It’s always a good idea to ask yourself how much of your personal life do you feel comfortable sharing at work? Sometimes the better question to ask is, how much of your personal life do your co-workers want to hear? With increasing work hours and information sharing on social media, the line between your personal life and your work life gets thinner every day.
However, managing how your personal life bleeds into your work life can benefit your career by relieving some of the anxiety and stress you have at balancing your two worlds. Having healthy relationships at work can help you stay focused and excited about work, and can also be a strong support system for you when your personal life is challenging. Here is some advice on how to best handle personal situations with your circle at work.
While you may want to keep a personal struggle secret from your manager, informing them on some level clears up any suspicions about why you are out of the office or seem distracted, and may make it easier to work out a solution if you need time away from the office. You don’t need to go into detail, but it’s best to give a general statement about the type of struggle you are going through and the amount of time you think it will take to resolve it. For example, if you are going through a divorce, you don’t need to divulge relationship details, financial situations, or living arrangements, but you can say that you are going through a divorce and you expect it to be resolved within the next six months. Be honest that you may be taking scheduled time off for appointments with lawyers and court dates. While you may not want to share this with your manager, it’s best to be upfront about a situation that may result in needing time away from work so that your manager can help make that run smoothly for you. Sometimes keeping things too private can create more stress in your life, so when possible, share a very general bit of information to take away any assumptions.
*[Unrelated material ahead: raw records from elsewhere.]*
PR #262, opened 2018-05-04
fix upload_sessions error in batch updates, log every event.

rfornea:
-Segment logs everything.  
-Fixes a small error in actions/upload_sessions.go that was causing the data_maps array to not get populated.  There may be different ways we can approach this, if the way I have fixed it is not suitable.  
https://gophers.slack.com/archives/C3MSAFD40/p1525467579000325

Hopefully, you’ve got at least one person at work that you consider a true friend, someone you spend time with outside of work and have developed trust with. If you feel comfortable, ask that person to go to lunch or meet up outside of work hours to share your situation. It can help to know you have a confidant at work that understands where you are coming from. For example, if you are struggling with caring for an aging parent it may be nice for you to have someone you see regularly that can lend you support and encouragement.
While your co-workers may enjoy working with you, they are typically not on board for serving as your support system nor are they interested in all the details of your life. It can make things awkward for others if you share too much personal information. People like boundaries. Co-workers may notice you are distracted or taking extra time away from work, if you want to squelch natural curiosity and the rumor mill, share a general statement like, “I’ve got some health screenings I need to have done in the next month.” Or say “I am working on solving challenges with my son’s learning abilities; I’ll be out for a few appointments.” You shouldn’t feel any pressure to give away any details, but if you are under personal stress, you may need to share something to give people some perspective on what you are managing.
In closing, make sure you consider your social media profile and how that information may get shared with co-workers. With privacy settings changing and comments being shared among multiple lines of connections, it’s possible something you’ve tried to keep private from work could be shared inadvertently. If you want to keep something private, its best to keep it off social networks, no matter how private you think your account settings are.